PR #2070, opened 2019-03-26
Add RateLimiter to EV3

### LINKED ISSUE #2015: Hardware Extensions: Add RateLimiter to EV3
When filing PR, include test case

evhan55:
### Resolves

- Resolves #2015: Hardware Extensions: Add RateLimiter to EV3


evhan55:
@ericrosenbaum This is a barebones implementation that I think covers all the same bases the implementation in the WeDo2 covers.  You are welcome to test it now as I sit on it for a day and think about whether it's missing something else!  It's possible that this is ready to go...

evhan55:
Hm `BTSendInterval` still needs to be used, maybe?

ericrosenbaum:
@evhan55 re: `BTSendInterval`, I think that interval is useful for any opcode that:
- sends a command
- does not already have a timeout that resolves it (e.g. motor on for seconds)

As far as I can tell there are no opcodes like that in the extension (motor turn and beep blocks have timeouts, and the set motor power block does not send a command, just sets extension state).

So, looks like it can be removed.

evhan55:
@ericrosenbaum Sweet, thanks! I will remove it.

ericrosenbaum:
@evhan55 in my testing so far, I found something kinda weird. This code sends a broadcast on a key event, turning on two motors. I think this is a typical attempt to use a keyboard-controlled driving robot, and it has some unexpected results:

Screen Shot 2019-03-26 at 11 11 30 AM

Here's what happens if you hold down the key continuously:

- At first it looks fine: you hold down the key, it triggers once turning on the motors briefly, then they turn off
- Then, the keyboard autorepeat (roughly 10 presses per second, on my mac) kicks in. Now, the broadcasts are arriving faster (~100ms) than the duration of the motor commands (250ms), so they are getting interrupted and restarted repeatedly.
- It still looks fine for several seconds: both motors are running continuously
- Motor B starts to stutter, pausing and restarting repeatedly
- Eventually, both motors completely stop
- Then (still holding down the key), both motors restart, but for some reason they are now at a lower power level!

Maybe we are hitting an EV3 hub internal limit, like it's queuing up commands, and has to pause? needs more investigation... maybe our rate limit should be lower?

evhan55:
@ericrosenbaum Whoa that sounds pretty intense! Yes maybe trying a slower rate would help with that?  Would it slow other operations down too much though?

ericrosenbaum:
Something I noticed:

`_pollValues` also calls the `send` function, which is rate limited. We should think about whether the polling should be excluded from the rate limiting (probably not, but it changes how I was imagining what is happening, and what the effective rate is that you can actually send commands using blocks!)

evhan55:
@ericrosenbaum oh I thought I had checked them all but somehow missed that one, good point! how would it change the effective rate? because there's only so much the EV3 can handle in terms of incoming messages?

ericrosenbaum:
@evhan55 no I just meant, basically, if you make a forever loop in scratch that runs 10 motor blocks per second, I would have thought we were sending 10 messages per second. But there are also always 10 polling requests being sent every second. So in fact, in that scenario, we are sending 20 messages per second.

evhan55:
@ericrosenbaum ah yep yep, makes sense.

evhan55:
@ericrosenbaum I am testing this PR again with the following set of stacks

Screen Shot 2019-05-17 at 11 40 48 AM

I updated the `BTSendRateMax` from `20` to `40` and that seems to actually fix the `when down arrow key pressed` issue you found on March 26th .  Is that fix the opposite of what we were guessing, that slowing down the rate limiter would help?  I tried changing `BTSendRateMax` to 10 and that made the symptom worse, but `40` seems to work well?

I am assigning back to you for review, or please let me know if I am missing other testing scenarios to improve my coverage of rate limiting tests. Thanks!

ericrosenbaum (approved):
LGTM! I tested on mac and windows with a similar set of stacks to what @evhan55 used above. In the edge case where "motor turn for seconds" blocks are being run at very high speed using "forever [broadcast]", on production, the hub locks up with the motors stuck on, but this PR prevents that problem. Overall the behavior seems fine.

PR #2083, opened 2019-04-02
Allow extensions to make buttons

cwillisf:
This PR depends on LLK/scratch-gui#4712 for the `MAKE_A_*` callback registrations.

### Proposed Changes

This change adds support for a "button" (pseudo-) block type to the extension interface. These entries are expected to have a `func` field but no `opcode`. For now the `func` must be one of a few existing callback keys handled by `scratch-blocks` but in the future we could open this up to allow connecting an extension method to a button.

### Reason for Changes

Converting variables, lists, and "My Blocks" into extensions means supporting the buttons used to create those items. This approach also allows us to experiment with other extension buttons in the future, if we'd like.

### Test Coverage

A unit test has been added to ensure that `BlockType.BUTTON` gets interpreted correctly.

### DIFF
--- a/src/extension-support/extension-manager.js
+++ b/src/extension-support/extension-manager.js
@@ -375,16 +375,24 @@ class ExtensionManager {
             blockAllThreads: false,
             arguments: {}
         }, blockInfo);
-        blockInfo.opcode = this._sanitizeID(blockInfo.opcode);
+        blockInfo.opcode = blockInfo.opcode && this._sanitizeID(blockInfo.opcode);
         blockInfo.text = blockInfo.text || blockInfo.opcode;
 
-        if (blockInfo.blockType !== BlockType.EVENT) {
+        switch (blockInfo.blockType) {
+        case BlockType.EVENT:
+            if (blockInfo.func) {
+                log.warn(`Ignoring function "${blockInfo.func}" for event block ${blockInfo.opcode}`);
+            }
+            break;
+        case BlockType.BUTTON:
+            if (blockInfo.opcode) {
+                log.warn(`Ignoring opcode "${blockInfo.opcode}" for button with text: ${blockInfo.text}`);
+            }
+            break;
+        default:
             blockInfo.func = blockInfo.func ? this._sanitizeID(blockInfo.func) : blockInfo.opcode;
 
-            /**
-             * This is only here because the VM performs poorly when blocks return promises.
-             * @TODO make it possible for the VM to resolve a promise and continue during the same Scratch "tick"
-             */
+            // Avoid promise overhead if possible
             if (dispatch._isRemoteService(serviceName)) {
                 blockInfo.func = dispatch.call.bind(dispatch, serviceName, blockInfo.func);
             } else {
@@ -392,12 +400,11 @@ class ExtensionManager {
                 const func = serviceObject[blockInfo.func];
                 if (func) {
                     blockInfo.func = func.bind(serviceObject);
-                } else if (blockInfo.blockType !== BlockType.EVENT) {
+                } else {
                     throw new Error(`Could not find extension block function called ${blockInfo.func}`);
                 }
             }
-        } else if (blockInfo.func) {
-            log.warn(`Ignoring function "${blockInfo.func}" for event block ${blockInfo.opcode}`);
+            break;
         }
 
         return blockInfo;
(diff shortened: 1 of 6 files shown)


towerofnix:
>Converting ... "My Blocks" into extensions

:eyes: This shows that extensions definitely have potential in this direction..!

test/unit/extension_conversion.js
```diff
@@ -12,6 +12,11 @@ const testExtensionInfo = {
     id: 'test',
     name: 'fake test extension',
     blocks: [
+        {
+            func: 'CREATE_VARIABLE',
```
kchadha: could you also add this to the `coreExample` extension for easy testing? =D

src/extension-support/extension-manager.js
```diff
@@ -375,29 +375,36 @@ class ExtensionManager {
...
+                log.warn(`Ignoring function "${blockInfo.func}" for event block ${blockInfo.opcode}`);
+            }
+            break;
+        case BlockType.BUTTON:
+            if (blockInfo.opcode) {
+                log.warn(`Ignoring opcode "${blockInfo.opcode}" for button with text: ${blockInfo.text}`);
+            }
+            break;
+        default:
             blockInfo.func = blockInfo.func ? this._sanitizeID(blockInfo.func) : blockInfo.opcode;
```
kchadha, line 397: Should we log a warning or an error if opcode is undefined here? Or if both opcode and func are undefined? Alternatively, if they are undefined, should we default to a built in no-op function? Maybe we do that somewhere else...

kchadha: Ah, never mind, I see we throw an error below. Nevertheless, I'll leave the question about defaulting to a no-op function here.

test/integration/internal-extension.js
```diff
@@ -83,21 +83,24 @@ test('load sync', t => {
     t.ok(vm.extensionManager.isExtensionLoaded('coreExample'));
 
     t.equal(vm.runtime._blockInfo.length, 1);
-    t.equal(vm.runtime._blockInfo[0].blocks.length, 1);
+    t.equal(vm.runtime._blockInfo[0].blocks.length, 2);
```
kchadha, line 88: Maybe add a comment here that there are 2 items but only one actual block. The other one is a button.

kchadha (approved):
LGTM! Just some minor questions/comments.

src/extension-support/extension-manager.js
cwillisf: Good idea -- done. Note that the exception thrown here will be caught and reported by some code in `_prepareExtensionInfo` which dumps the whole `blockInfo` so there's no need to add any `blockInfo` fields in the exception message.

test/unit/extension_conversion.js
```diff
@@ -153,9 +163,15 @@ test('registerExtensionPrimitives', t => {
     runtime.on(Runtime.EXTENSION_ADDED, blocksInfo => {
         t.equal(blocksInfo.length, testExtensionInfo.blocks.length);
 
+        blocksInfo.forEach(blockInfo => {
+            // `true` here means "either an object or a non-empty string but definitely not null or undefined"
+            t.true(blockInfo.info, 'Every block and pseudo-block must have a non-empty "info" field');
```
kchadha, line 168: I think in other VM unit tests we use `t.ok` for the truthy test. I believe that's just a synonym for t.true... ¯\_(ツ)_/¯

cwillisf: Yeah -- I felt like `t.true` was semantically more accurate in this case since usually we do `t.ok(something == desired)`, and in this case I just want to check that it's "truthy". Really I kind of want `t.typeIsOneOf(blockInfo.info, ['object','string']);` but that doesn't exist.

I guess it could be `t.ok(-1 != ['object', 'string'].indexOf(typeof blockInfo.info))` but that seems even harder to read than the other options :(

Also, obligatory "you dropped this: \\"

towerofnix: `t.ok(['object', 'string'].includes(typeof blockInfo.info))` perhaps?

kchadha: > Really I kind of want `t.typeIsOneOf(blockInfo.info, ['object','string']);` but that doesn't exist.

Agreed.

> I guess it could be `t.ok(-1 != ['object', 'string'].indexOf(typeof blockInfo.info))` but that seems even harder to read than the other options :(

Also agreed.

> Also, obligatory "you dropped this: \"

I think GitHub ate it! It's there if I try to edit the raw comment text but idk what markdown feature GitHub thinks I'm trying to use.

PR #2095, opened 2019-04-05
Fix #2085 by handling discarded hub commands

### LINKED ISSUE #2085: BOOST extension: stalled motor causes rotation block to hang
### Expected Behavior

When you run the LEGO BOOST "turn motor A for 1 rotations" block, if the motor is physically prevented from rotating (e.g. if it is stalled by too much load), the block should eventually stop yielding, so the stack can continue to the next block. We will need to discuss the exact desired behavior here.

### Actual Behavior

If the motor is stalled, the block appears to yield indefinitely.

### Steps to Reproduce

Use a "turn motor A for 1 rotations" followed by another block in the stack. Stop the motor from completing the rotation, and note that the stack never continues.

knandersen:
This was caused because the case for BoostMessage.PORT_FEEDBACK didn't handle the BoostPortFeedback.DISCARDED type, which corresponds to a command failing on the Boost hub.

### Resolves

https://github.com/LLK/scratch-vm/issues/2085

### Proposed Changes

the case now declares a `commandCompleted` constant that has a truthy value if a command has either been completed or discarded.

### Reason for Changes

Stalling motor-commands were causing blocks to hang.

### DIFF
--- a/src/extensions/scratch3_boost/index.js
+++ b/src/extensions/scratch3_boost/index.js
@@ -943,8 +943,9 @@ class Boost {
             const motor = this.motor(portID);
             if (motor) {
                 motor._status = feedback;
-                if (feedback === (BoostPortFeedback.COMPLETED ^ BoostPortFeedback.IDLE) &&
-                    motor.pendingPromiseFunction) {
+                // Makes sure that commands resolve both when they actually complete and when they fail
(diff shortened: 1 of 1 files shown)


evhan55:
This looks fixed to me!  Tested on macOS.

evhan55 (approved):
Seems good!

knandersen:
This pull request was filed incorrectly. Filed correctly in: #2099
==
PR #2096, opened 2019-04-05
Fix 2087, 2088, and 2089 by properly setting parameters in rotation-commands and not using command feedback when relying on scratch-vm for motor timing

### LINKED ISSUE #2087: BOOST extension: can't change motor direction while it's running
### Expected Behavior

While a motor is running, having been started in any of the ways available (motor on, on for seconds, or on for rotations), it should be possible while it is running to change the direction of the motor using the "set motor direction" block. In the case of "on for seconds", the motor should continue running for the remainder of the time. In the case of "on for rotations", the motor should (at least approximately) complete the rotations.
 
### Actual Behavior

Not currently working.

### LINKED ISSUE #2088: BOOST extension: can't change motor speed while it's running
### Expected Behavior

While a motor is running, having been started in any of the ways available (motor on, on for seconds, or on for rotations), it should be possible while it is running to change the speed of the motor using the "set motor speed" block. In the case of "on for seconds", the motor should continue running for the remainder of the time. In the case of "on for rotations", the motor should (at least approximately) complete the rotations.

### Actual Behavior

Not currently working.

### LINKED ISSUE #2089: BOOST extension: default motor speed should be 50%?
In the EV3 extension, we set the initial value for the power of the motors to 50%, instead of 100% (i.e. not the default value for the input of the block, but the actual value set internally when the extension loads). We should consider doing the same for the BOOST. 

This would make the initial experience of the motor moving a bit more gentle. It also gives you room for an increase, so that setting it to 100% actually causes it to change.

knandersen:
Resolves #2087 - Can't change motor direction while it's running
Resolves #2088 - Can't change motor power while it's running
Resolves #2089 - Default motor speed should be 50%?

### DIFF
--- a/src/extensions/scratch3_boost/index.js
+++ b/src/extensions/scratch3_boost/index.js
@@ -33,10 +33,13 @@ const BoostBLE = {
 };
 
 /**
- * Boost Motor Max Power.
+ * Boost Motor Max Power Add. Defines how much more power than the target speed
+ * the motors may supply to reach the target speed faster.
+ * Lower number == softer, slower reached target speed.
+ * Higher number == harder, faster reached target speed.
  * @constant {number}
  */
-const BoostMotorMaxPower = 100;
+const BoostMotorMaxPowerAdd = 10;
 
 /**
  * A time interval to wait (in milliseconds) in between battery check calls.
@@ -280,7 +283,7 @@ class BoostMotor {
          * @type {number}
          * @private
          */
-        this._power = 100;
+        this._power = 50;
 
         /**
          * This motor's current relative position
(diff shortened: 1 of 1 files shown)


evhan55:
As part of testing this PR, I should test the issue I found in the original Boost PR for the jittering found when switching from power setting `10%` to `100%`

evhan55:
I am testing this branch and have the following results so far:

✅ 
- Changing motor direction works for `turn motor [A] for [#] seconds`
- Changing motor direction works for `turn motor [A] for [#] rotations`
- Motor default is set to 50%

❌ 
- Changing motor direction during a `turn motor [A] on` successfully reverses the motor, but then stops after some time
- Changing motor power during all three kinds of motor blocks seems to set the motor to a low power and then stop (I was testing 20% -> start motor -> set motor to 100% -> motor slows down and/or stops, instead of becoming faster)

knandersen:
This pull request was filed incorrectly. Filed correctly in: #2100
==
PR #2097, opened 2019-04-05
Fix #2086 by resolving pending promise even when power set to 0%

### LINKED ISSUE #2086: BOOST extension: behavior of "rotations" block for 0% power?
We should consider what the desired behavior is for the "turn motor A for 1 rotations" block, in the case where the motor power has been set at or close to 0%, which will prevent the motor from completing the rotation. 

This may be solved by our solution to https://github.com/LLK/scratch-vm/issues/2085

> _PROBLEM DESCRIPTION_
Tell how many lines of the data include the word "missing", and nothing else.

> _EXERCISE RESULT_
2